Data extract START

PR #21740, opened 2026-03-04
feat: Allow crate authors to declare that their trait prefers to be imported `as _`

ChayimFriedman2:
For example for extension traits.

Provide an attribute for that. It'll affect flyimport and the autoimport quickfix, as explained in the code.

The origin of this is me being angry at the next solver traits that have names identical to the types and make autoimport a nightmare, especially in completion. Then in general we don't do a good job for traits that would be better of imported `as _`, I at least leave them imported normally because it's more convenient for flyimport. So this fixes that.

### DIFF
--- a/docs/book/src/contributing/lsp-extensions.md
+++ b/docs/book/src/contributing/lsp-extensions.md
@@ -1,5 +1,5 @@
 <!---
-lsp/ext.rs hash: 235f56089da3dbb5
+lsp/ext.rs hash: dc4ba5f417c74aa6
 
 If you need to change the above hash to make the test pass, please check if you
 need to adjust this doc as well and ping this issue:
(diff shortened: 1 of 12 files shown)


docs/book/src/contributing/lsp-extensions.md
```diff
@@ -1,5 +1,5 @@
 <!---
-lsp/ext.rs hash: 235f56089da3dbb5
```
ChayimFriedman2, line 2: This file didn't contain info about `CompletionImport` at all, so I just updated the hash.

ChayimFriedman2:
Can this be reviewed please? I'd like to use this for the solver's trait.

ShoyuVanilla (approved):
I think this feature is good to have

*[View changes since this review](https://triagebot.infra.rust-lang.org/gh-changes-since/rust-lang/rust-analyzer/21740/05808ac8271197d2d33f65918a16dd0643af6fba..f42e02aaff84d7b613ab9057036e93010c23b93f)*

PR #21741, opened 2026-03-04
Add opt-in eager diagnostic invalidation for agentic workflows

alliprice:
## Summary

Adds an opt-in `diagnostics.eagerInvalidation` setting that immediately clears native diagnostics for a file when its content changes, before reanalysis completes.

Data extract END

### Instructions to follow:
Within the listing above, locate the line containing "The origin of" and the line containing "--- a/docs/book/src/contributing/lsp-extensions.md". Reproduce those two lines and all lines between them exactly, with nothing added.

### Worked solution:
The origin of this is me being angry at the next solver traits that have names identical to the types and make autoimport a nightmare, especially in completion. Then in general we don't do a good job for traits that would be better of imported `as _`, I at least leave them imported normally because it's more convenient for flyimport. So this fixes that.

### DIFF
--- a/docs/book/src/contributing/lsp-extensions.md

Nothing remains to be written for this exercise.